Phosphorylation state of S280 and S283 influences AtPIP2;1
localisation in yeast
Mimicking changes in C-terminal phosphorylation states of AtPIP2;1 not
only altered Na+ and H2O conductance
in X. laevis oocytes (Figure 2 and 3), but also influenced the
sub-cellular localisation of AtPIP2;1 in S.cerevisiaeaqy1/aqy2 double mutant yeast strain (Figure 5). Sub-cellular
localisation tendencies of the AtPIP2;1 phospho-mutants were
monitored in yeast using both N- or C-terminal GFP fusions. Fusion of
AtPIP2;1 wild-type or AtPIP2;1 phospho-mutants to GFP, redirected GFP
from a diffuse cytosolic pattern (Figure 5A) to a predominantly sharp
ring around the cell perimeter coinciding with the plasma membrane (PM;
Figure 5C-I). Weaker GFP signal associated with the tonoplast of the
vacuole was also frequently observed. In addition, a proportion of cells
showed internal and patchy perimeter GFP signal, matching the
localisation pattern of the SEC63::RFP endoplasmic reticulum (ER) marker
(Figure 5B). The detectable frequency and intensity of the ER
co-localisation differed between the AtPIP2;1 wild-type and some of the
AtPIP2;1 280/283 phospho-mimic mutants (Figure 5J).
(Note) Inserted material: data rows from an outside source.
PR #662, opened 2021-11-25
cmake: cleanup compiler and linker flag setup

axel-h:
- consolidate macro invocations
- improve comments
- improve readability by adding a few empty lines in between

A difference was
observed for the AtPIP2;1 S280D mutant, which had frequently occurring
intense GFP signal co-localising to the ER (Figure 5D, E and J),
relative to the trend observed for the AtPIP2;1 S283D and AtPIP2;1 D/D
mutants, which had distinct GFP signal around the perimeter consistent
with PM localisation, and less frequent or intense ER co-localisation
(Figure 5F, G, H and J). The tendency of the AtPIP2;1 S280A and A/D
mutants to co-localise to the ER was more likely than for wild-type
(Figure 5I and J). GFP localisation patterns for the phospho-deficient
AtPIP2;1 S283A and A/A mutants along with the D/A mutant were equivalent
to that of wild-type AtPIP2;1 (Figure 5J). There was no discernible
difference in the localisation patterning whether the GFP was fused to
the N- or C- terminal (data not shown).
Comparisons between the phospho-mutants reveal co-ordinated effects of
positions S280 and S283 in determining sub-cellular localisation. The
more prominent PM targeting of the AtPIP2;1 D/D mutant in comparison to
the A/A, D/A, or A/D mutants, indicates that mimicking of
phosphorylation of both S280 and S283 was required to promote more
distinctly PM localisation (Figure 5J). The distinct ER co-localisation
of AtPIP2;1 S280D was not observed in either of the two other S280D
phospho-mimic mutants (D/A or D/D) (Figure 5J), indicating that a serine
at position 283 could be specifically required in combination with the
phospho-mimic aspartic acid at position 280 to achieve the distinct ER
co-localisation.
Discussion
AtPIP2;1 is able to facilitate water and monovalent cation transport
activity in vivo , and this function is influenced by the
phosphorylation states of CTD residues S280 and S283 (Figures 1-4). InX. laevis oocytes, S280 and S283 phosphorylation status
influenced the transport function of AtPIP2;1, such that relatively
greater water transport occurred when these sites mimicked an
un-phosphorylated state and greater ion transport occurred when they
mimicked a phosphorylated state (Figure 2 and 3). A
phosphorylation-dependent inverse relationship was observed for
AtPIP2;1-facilitated water transport relative to ion transport (Figure 3
and Figure S3, 4), where there was approximately ten-fold changes in
both permeabilities (Figure S3). Yeast expressing the different AtPIP2;1
S280 and S283 mutation combinations accumulated different amounts of
intracellular Na+ following incubation in a buffer
containing 70 mM NaCl (Figure 4). S280 and S283 phosphorylation status
also influences the distribution and abundance of AtPIP2;1 protein
localising between the ER and PM in yeast (Figure 5).